フィリピンとの準決勝では、フィールドゴール15本中9本、3ポイントシュート11本中5本を成功させ、27得点を記録する大活躍を見せた。チャイニーズタイペイとの3位決定戦でも、3ポイントシュート10本中5本を含むゲームハイの21得点を挙げ、韓国代表チームを勝利に導いた。
6. 受賞と実績
年 | 大会/リーグ | 賞/実績 |
---|---|---|
2011年 | Uリーグ | レギュラーシーズンMVP、全国選手権優勝 |
2012年 | Uリーグ | レギュラーシーズンMVP、全国選手権優勝 |
2012年 | KB国民銀行大学バスケットボールリーグ | 非計量部門レギュラーシーズンMVP |
2013年 | 第3回EABA東アジア男子バスケットボール選手権大会 | 優勝 |
2013年 | 2013年FIBAアジア選手権 | ベスト5(オールスターチーム選出) |
2013年 | 2013年FIBAアジア選手権 | 銅メダル |
7. 騒動と出来事
2014年6月7日午前3時6分頃、キム・ミング選手は知人らと飲酒した後、自身の車を運転し、ソウル 江南区のテヘラン路から三星橋方向へ向かう途中で信号機に衝突する交通事故を起こした。
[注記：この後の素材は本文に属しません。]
PR #2559, opened 2023-05-01
chore(ci): use OIDC trusted publishing for pypi.org

### LINKED ISSUE #2554: Replace static PyPI credentials with OIDC
https://blog.pypi.org/posts/2023-04-20-introducing-trusted-publishers/

nejch:
Closes #2554 

Tested on test.pypi.org, I've removed the static PYPI_TOKEN already. We can also remove the deploy token member now IMO

### DIFF
--- a/requirements-test.txt
+++ b/requirements-test.txt
@@ -7,3 +7,5 @@ pytest-github-actions-annotate-failures==0.1.8
 pytest==7.2.2
 PyYaml==5.4.1
 responses==0.23.1
+setuptools==67.7.2
+wheel==0.40.0
--- a/.github/workflows/release.yml
+++ b/.github/workflows/release.yml
@@ -9,13 +9,27 @@ jobs:
   release:
     if: github.repository == 'python-gitlab/python-gitlab'
     runs-on: ubuntu-latest
+    permissions:
+      id-token: write
+    environment: pypi.org
     steps:
     - uses: actions/checkout@v3.5.0
       with:
         fetch-depth: 0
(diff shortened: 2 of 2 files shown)


requirements-test.txt
```diff
@@ -7,3 +7,5 @@ pytest-github-actions-annotate-failures==0.1.8
 pytest==7.2.2
 PyYaml==5.4.1
 responses==0.23.1
+setuptools==67.7.2
+wheel==0.40.0
```
nejch, line 11: Added separately in 5b549c58d2309f0b3a4056e0b0a7d4bc874405ba to keep CI happy (unrelated failures on python 3.12). I'll refactor the build to declarative so we can move away from `setup.py` and we hopefully don't need these anymore.

nejch:
@max-wittig could you take a look? Related settings are in
https://github.com/python-gitlab/python-gitlab/settings/environments, and
https://pypi.org/manage/project/python-gitlab/settings/publishing/.

The script is mostly from https://docs.pypi.org/trusted-publishers/using-a-publisher/#the-manual-way with a small fix, rather than using the whole extra action, so we can keep the current release flow.

nejch:
@max-wittig could you take a look? Related settings are in
https://github.com/python-gitlab/python-gitlab/settings/environments, and
https://pypi.org/manage/project/python-gitlab/settings/publishing/.

The script is mostly from https://docs.pypi.org/trusted-publishers/using-a-publisher/#the-manual-way with a small fix, rather than using the whole extra action, so we can keep the current release flow.

PR #2578, opened 2023-05-28
chore: update sphinx from 5.3.0 to 6.2.1

JohnVillalovos:
### Documentation and testing


nejch (approved):
I think we're good in terms of breaking changes, though I didn't check the built pages but we can always revert from `/latest`. :+1:

PR #2588, opened 2023-05-31
fix(cli): add _from_parent_attrs to user-project manager (#2558)

### LINKED ISSUE #2558: CLI: gitlab user-project list doesn't work

`gitlab user-project list --user-id  42` fails.

A similar issue has previously been reported in  #881 .

## Expected Behavior

List of projects owned by the current user are shown.

## Actual Behavior

`Impossible to list objects ('user_id')`  is printed.

## Specifications

  - python-gitlab version: 3.14.0
  - Gitlab server version (or gitlab.com): GitLab Community Edition [15.11.0](https://gitlab.com/gitlab-org/gitlab-foss/-/tags/v15.11.0)

## Notes

So I solved my particular problem by hard-coding my user-id in gitlab/v4/objects/user.py l. 641 (in the UserProjectManager list method). Obviously not a general solution, but maybe it helps to track down the error or someone else who comes across this. :)

Furthermore, what I really don't understand is why no KeyError is raised when the format string is processed.

w7089:
## Changes

setting `_from_parent_attrs` on `UserProjectManager` and using it in its `list` method resolves #2558 and allows specific user's projects to be returned successfully. 

The inspiration for the fix came from `_from_parent_attrs = {"user_id": "id"}` line of `UserProjectManager`.

Tested by running below script with arguments: `user-project list --user-id [user_id]`

```
import gitlab
gl = gitlab.GitLab(...)
gl.auth()
import gitlab.cli as cli
cli.main()
```

### DIFF
--- a/gitlab/v4/cli.py
+++ b/gitlab/v4/cli.py
@@ -46,7 +46,7 @@ class GitlabCLI:
 
         self.mgr_cls._path = self.mgr_cls._path.format(**self.parent_args)
         self.mgr = self.mgr_cls(gl)
-
+        self.mgr._from_parent_attrs = self.parent_args
         if self.mgr_cls._types:
             for attr_name, type_cls in self.mgr_cls._types.items():
                 if attr_name in self.args.keys():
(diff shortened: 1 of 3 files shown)


nejch (approved):
Thanks @w7089 and sorry for the delay here. I've pushed a functional test so we can make sure this works in the future.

彼の血中アルコール濃度は法定基準値を超えており、これによって運転免許は停止処分となった。
この事故により、彼は頭部、膝、そして選手生命に危機をもたらす可能性のある股関節に重傷を負った。彼はソウル峨山病院に搬送され、入院治療を受けることとなり、バスケットボールワールドカップの国家代表メンバーからも脱落した。事故後、彼は1年以上にわたるリハビリテーションを余儀なくされ、2014-15シーズン全体と2015-16シーズンの大半を欠場した。事故の調査では、飲酒運転に加え、居眠り運転であり、さらにシートベルトを着用していなかったことも判明した。
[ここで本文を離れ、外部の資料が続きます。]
Issue #2425, opened 2022-12-12
netrc auth overrides OAuth bearer token header


MHLut:
## Description of the problem, including code/CLI snippet

When using the OAuth integration while having a `.netrc` file on the filesystem, the `.netrc` authentication overrides the OAuth bearer token.

Use the following code to trigger an error:

```python
user_token = "long oauth token here"
client = gitlab.Gitlab(url=settings.GITLAB_BASE_URL, oauth_token=user_token)

# Trigger an HTTP 401 response (GitlabAuthenticationError):
client.auth()
```

_(Any call using the Client's `http_xxx()` method should fail; `auth()` is the easiest to use, though)_

## Expected Behavior

Every request to the GitLab API via the `Gitlab` object should authenticate using the OAuth token provided by the user when initializing the client. It should use the `Authorization` header containing the OAuth token as a bearer.

## Actual Behavior

Instead of using the bearer token from the passed `headers` kwarg, `requests` falls back to basic authentication using credentials from the `netrc` file.

### Troubleshooting

So far, I've found out the following:

- The header override occurs in [requests.sessions.prepare_request()](https://github.com/psf/requests/blob/v2.28.1/requests/sessions.py#L457)
- At line `481`, since `request.auth` is empty, auth is filled using `get_netrc_auth()`
  - At line `494`, the `auth` containing netrc values is passed to the prepared request
- At line `490`, the python-gitlab authorization header get overridden by requests' basic auth one

See also this relevant quote from [Requests netrc documentation](https://docs.python-requests.org/en/latest/user/authentication/?highlight=oauth#netrc-authentication):

> If no authentication method is given with the auth argument, Requests will attempt to get the authentication credentials for the URL’s hostname from the user’s netrc file. The netrc file overrides raw HTTP authentication headers set with headers=.
>
> If credentials for the hostname are found, the request is sent with HTTP Basic Auth.

This might be fixed by explicitly passing an `auth` kwarg when using `requests` to make requests.

## Specifications

  - python-gitlab version: `3.12.0`
  - requests version: `2.28.1`
  - API version you are using (v3/v4): `v4`
  - Gitlab server version (or gitlab.com): `15.6.2-ee`

nejch:
[...]

PR #2595, opened 2023-06-16
feat(client): Use requests AuthBase classes

uda:
## Changes

Use Private / Job / OAuth token auth classes based on requests' `AuthBase` class to provide an encapsulated mechanism for passing authentication credentials.

Additionally this helps with #2425 since we always pass the `auth` argument, so unless hitting redirects requests should always prefer the passed token over netrc credentials.

This does however break the behavior when credentials are set using environment variables and a user wants to set `netrc` to override that (username / password should be discouraged, but users have better ideas...), for example, running in the CI the `CI_JOB_TOKEN` is set it will prevent the netrc creds from being loaded, instead of the old API logic (as can seen in the tests changes)

### Documentation and testing

This changes internal implementation by leveraging standard `requests` mechanisms, if the tests cover this part, they should succeed or fail the same way they did before.

Update: I misunderstood the logic re. token precedence and assumed, after rewriting the tests I got the logic

### DIFF
--- a/gitlab/_backends/requests_backend.py
+++ b/gitlab/_backends/requests_backend.py
@@ -4,10 +4,41 @@ import dataclasses
 from typing import Any, Dict, Optional, TYPE_CHECKING, Union
 
 import requests
+from requests import PreparedRequest
+from requests.auth import AuthBase
 from requests.structures import CaseInsensitiveDict
 from requests_toolbelt.multipart.encoder import MultipartEncoder  # type: ignore
 
 from . import protocol
+
+
+class TokenAuth:
+    def __init__(self, token: str):
+        self.token = token
+
+
+class OAuthTokenAuth(TokenAuth, AuthBase):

2015年9月、KBLは、彼の選手生命がまだ不確実な状況であったため、出場停止ではなく警告処分とし、120時間の社会奉仕活動を命じる決定を下した。このニュースは、所属チームである全州KCCイージスが公式声明や謝罪を行わなかったことも相まって、スポーツファンの間で大きな反発を招いた。飲酒運転という同じ違反を犯した他競技の選手と比較して、「処分が軽い」と非難されたが、一方で彼の身体的な負傷自体がすでに罰となっているという見方もあった。しかし、全州KCCイージスの運営陣は、問題に適切に対応しなかったとして、厳しい批判に直面した。
この飲酒運転事件は、プロスポーツ選手という公人の行動が社会に与える影響、そしてそれに対するリーグやチームの制度的対応のあり方について、重要な議論を提起する出来事となった。